In the 16 years that I’ve been married to PigHunter, I’ve never played an April Fool’s joke on him.
That all changed today, because today I got up at 6 in the morning, drove his car around the corner and parked it there. When he wakes up, I’m going to ask him if he’ll pretty please go buy me a coffee. When he sees that his car is not there, he is going to shit his pants and I am going to pretend to be very upset because “OMG! We do not have theft on our insurance policy! What are we going to do because we have no moneeeeeeeey?!”
I realize this isn’t the greatest April Fools Day joke, but I was too lazy to go buy a pregnancy test and draw a purple line in it.

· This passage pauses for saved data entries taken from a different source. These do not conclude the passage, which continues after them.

Issue #558, opened 2018-07-03
1.2.x - private static $menu_icon has no effect


kinglozzer:
Looks like a regression from https://github.com/silverstripe/silverstripe-admin/pull/412.

[`LeftAndMain::menu_icon_for_class()`](https://github.com/silverstripe/silverstripe-admin/blob/1.2.0-beta1/code/LeftAndMain.php#L913-L929) returns CSS for the menu icons, but it wasn’t updated as part of the above PR.

The classes (in `LeftAndMain_MenuList.ss`) have changed from:

`menu__icon icon icon-16 icon-{$Icon}`
to
`menu__icon font-icon-circle-star font-icon-{$Icon}`

I guess that means that the generated CSS won’t work even if the classes are updated, as the icon font uses pseudo-elements

lekoala:
I can confirm this is indeed not working in 4.2

Either old 16px should be removed entirely, or the MenuList template should allow them to be used.

dajeinc:
I am running into this problem. Any solution?

lekoala:
The solution is overriding the template SilverStripe/Admin/Includes/LeftAndMain_MenuList.ss with the content of version 4.1 and ensure you have the proper css loaded by the admin

```
<ul class="cms-menu__list">
	<% loop $MainMenu %>
		<li class="$LinkingMode $FirstLast <% if $LinkingMode == 'link' %><% else %>opened<% end_if %>" id="Menu-$Code" title="$Title.ATT">
			<a href="$Link" $AttributesHTML>
				<% if IconClass %>
					<span class="menu__icon $IconClass"></span>
				<% else %>
					<span class="menu__icon icon icon-16 icon-{$Icon}">&nbsp;</span>
				<% end_if %>
				<span class="text">$Title</span>
			</a>
		</li>
	<% end_loop %>
</ul>
```

```
.menu__icon.icon-16 {
    left: 14px;
    background-repeat: no-repeat;
}

@media (min-width: 768px) {
    .collapsed .menu__icon.icon-16 {
        left: 22px;
    }
}

```

baukezwaan:
The solution above would not be complete, as LeftAndMain classes without any icons set ($menu_icon or $menu_icon_class) wouldn't have a fallback. These should show the circle-star image...

Another work-around would be changing the menu_icon_for_class function to:

[...]

PR #763, opened 2018-11-29
Fixing custom menu_icon on LeftAndMain classes

3Dgoo:
This fixes the problem as described by #558 

These are some simple css and template tweaks to allow the custom icon images to work. If no custom icon is set, this will continue to work as it previously did. If a menu icon class is set, this will work as previously.


templates/SilverStripe/Admin/Includes/LeftAndMain_MenuList.ss
```diff
@@ -2,10 +2,10 @@
 	<% loop $MainMenu %>
 		<li class="$LinkingMode $FirstLast <% if $LinkingMode == 'link' %><% else %>opened<% end_if %>" id="Menu-$Code" title="$Title.ATT">
 			<a href="$Link" $AttributesHTML>
-				<% if IconClass %>
+				<% if $IconClass %>
 					<span class="menu__icon $IconClass"></span>
 				<% else %>
-					<span class="menu__icon font-icon-circle-star font-icon-{$Icon}">&nbsp;</span>
+					<span class="menu__icon icon icon-16 icon-{$Icon}">&nbsp;</span>
```
kinglozzer: This means that if no custom icon is set for a new `LeftAndMain` section, it’s blank instead of the fallback star icon. I have an idea I’ll post below...

client/src/components/Menu/Menu.scss
```diff
@@ -402,6 +402,8 @@
   margin-top: -1px;
   left: 13px;
   font-size: $h3-font-size;
+  min-width: 16px;
+  background-repeat: no-repeat;
```
kinglozzer: The background position seems to be vertically off-center when testing this, shouldn’t we set it to `50% 50%`?

kinglozzer:
To ensure we don’t break the fallback star icon, how about:

```php
// in LeftAndMain::MainMenu()
// ...
$iconClass = '';
$hasCSSIcon = false;
if ($menuItem->controller) {
    $menuIcon = LeftAndMain::menu_icon_for_class($menuItem->controller);

    if (!empty($menuIcon)) {
        $menuIconStyling .= $menuIcon;
        $hasCSSIcon = true;
    } else {
        $iconClass = LeftAndMain::menu_icon_class_for_class($menuItem->controller);
    }
} else {
    $iconClass = $menuItem->iconClass;
}

$menu->push(new ArrayData(array(
    "MenuItem" => $menuItem,
    "AttributesHTML" => $menuItem->getAttributesHTML(),
    "Title" => $title,
    "Code" => $code,
    "Icon" => strtolower($code),
    "IconClass" => $iconClass,
    "HasCSSIcon" => $hasCSSIcon,
    "Link" => $menuItem->url,
    "LinkingMode" => $linkingmode
)));
```

Then in the template:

THAT would have been the greatest April Fools Joke because, you know, he had a vasectomy.
Maybe next year.
I do know that he’s going to fuh-reeeeeeeeak out. We had one of our cars stolen when I was pregnant with our first child and oh my God, my husband turned into some kind of Mutant Super Hero.
He was hell bent on finding our car and “the perpetrators” who stole it. We’d be driving and he would think he saw our car traveling in the opposite direction and he’d scream “THERE IT IS!” make an illegal u-turn and start chasing the car. Once he’d realize it wasn’t our car, he’s apologize for giving me whiplash and say really dramatic things like “I’m sorry, hon, I just have to catch whoever did it, they can’t get away with violating us like this. I have to find these assholes.”
One day he actually called the police and asked them this question. “How much force can one use by law when making a citizen’s arrest?”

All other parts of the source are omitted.